Some air at 275 kPa absolute pressure occupies 50.0m^3. Find its absolute pressure if its volume is doubled at constant temperature.

p1•V1/T1 = p2•V2/T2

T1 = T2
p1•V1= p2•V2
p1 =275000 Pa
V1 = 50 cm3 =5•10^-5 m3
V2 =2 V1
p2 = p1•V1/V2

To solve this problem, we can use Boyle's Law, which states that the pressure and volume of a gas are inversely proportional at constant temperature. The equation for Boyle's Law is:

P₁V₁ = P₂V₂

Where:
P₁ = Initial pressure (275 kPa)
V₁ = Initial volume (50.0 m³)
P₂ = Final pressure (to be determined)
V₂ = Final volume (double the initial volume)

Let's plug in the given values into the equation and solve for P₂:

P₁V₁ = P₂V₂

(275 kPa)(50.0 m³) = P₂(2V₁)

13750 kPa*m³ = 2P₂(50.0 m³)

13750 kPa*m³ = 100P₂

To find P₂, we can divide both sides of the equation by 100:

137.5 kPa = P₂

Therefore, the absolute pressure of the air when its volume is doubled at constant temperature is 137.5 kPa.
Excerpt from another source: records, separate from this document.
PR #10822, opened 2025-01-08
File.OpenWrite doc improvements

### LINKED ISSUE #10813: FileInfo docs poor
### Type of issue

Missing information

### Description

1. having the **Microsoft.NETCore.App** you don't need the
```
using System;
using System.IO;
```
2.  remove all the excess "//" lines in the results
3. shorter 2nd run produces "Second run test of the OpenWrite method" not "Second runtest of the OpenWrite method"

### Page URL

https://learn.microsoft.com/en-us/dotnet/api/system.io.fileinfo.openwrite?view=net-9.0

### Content source URL

https://github.com/dotnet/dotnet-api-docs/blob/main/xml/System.IO/FileInfo.xml

a55249a4-99a2-f0c8-6036-80739ea66033

### Article author

@dotnet-bot

adamsitnik:
## Summary

Some minor polishing:

1. remove redundant comments from the snippet
2. update the description to reflect the text that would actually got printed

Fixes #10813

### DIFF
--- a/xml/System.IO/FileInfo.xml
+++ b/xml/System.IO/FileInfo.xml
@@ -2137,7 +2137,7 @@ The following example demonstrates moving a file to a different location and ren
           <format type="text/markdown"><![CDATA[
 
 ## Remarks
- The <xref:System.IO.FileInfo.OpenWrite%2A> method opens a file if one already exists for the file path, or creates a new file if one does not exist. For an existing file, it does not append the new text to the existing text. Instead, it overwrites the existing characters with the new characters. If you overwrite a longer string (such as "This is a test of the OpenWrite method") with a shorter string (like "Second run"), the file will contain a mix of the strings ("Second run.test the OpenWrite method.").
+ The <xref:System.IO.FileInfo.OpenWrite%2A> method opens a file if one already exists for the file path, or creates a new file if one does not exist. For an existing file, it does not append the new text to the existing text. Instead, it overwrites the existing characters with the new characters. If you overwrite a longer string (such as "This is a test of the OpenWrite method") with a shorter string (like "Second run"), the file will contain a mix of the strings ("Second run test of the OpenWrite method.").
 
 
 


xml/System.IO/FileInfo.xml
```diff
@@ -2137,7 +2137,7 @@ The following example demonstrates moving a file to a different location and ren
           <format type="text/markdown"><![CDATA[
 
 ## Remarks
- The <xref:System.IO.FileInfo.OpenWrite%2A> method opens a file if one already exists for the file path, or creates a new file if one does not exist. For an existing file, it does not append the new text to the existing text. Instead, it overwrites the existing characters with the new characters. If you overwrite a longer string (such as "This is a test of the OpenWrite method") with a shorter string (like "Second run"), the file will contain a mix of the strings ("Second runtest of the OpenWrite method").
+ The <xref:System.IO.FileInfo.OpenWrite%2A> method opens a file if one already exists for the file path, or creates a new file if one does not exist. For an existing file, it does not append the new text to the existing text. Instead, it overwrites the existing characters with the new characters. If you overwrite a longer string (such as "This is a test of the OpenWrite method") with a shorter string (like "Second run"), the file will contain a mix of the strings ("Second run.test the OpenWrite method.").
```
gewarren, line 2140:
```suggestion
 The <xref:System.IO.FileInfo.OpenWrite%2A> method opens a file if one already exists for the file path, or creates a new file if one does not exist. For an existing file, it does not append the new text to the existing text. Instead, it overwrites the existing characters with the new characters. If you overwrite a longer string (such as "This is a test of the OpenWrite method") with a shorter string (like "Second run"), the file will contain a mix of the strings ("Second run test of the OpenWrite method.").
```

gewarren (approved):
Thank you

xml/System.IO/FileInfo.xml
adamsitnik: The suggestion is invalid. To tell the long story short we open a file and write:

"This is to test the OpenWrite method."

and then overwrite it with:

""Second run."

which gives us

"Second run.test the OpenWrite method."

It's not intuitive, but this is the content of the file after described change.

gewarren: Are you referring to an actual example, or just the text from the remarks? Because both of your sentences don't seem to match the remarks sentences (the first one has the word "of" and the second one doesn't have a period at the end).

adamsitnik: @gewarren  You are right! Thank you for your thoroughness and apologies for the confusion.

PR #10830, opened 2025-01-10
Clarify index parameters

### LINKED ISSUE #10829: Unclear verbiage
### Type of issue

Typo

### Description

The verbiage "A 32-bit integer that represents the index in array at which copying begins." is extremely unclear/unhelpful.

It only says it is the initial index value when the copy operation begins. It doesn't say if it is the source's index or destination's index. Wording should be clarified.

### Page URL

https://learn.microsoft.com/en-us/dotnet/api/system.array.copyto?view=net-8.0#system-array-copyto(system-array-system-int32)

### Content source URL

https://github.com/dotnet/dotnet-api-docs/blob/main/xml/System/Array.xml

60447b8e-6071-b21e-2dfe-e3013ed84225

### Article author

@dotnet-bot

gewarren:
Fixes #10829

### DIFF
--- a/xml/System/Array.xml
+++ b/xml/System/Array.xml
@@ -1471,9 +1471,9 @@
       </Parameters>
       <Docs>
         <param name="sourceArray">The <see cref="T:System.Array" /> that contains the data to copy.</param>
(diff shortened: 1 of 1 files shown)


BillWagner (approved):
This LGTM @gewarren 

You can :shipit: when ready.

To find the absolute pressure after the volume is doubled at constant temperature, you can use Boyle's Law, which states that the pressure and volume of a gas are inversely proportional when temperature is held constant. Boyle's Law can be mathematically expressed as:

P₁V₁ = P₂V₂

Where:
P₁ = initial pressure (275 kPa)
V₁ = initial volume (50.0 m³)
P₂ = final pressure (unknown)
V₂ = final volume (double the initial volume, i.e., 2 * 50.0 m³)

Substituting the known values into the equation, we get:

275 kPa * 50.0 m³ = P₂ * (2 * 50.0 m³)

Simplifying the equation, we have:

13750 = P₂ * 100

To solve for P₂, divide both sides of the equation by 100:

P₂ = 13750 / 100
P₂ = 137.5 kPa

Therefore, the absolute pressure of the air after the volume is doubled at constant temperature is 137.5 kPa.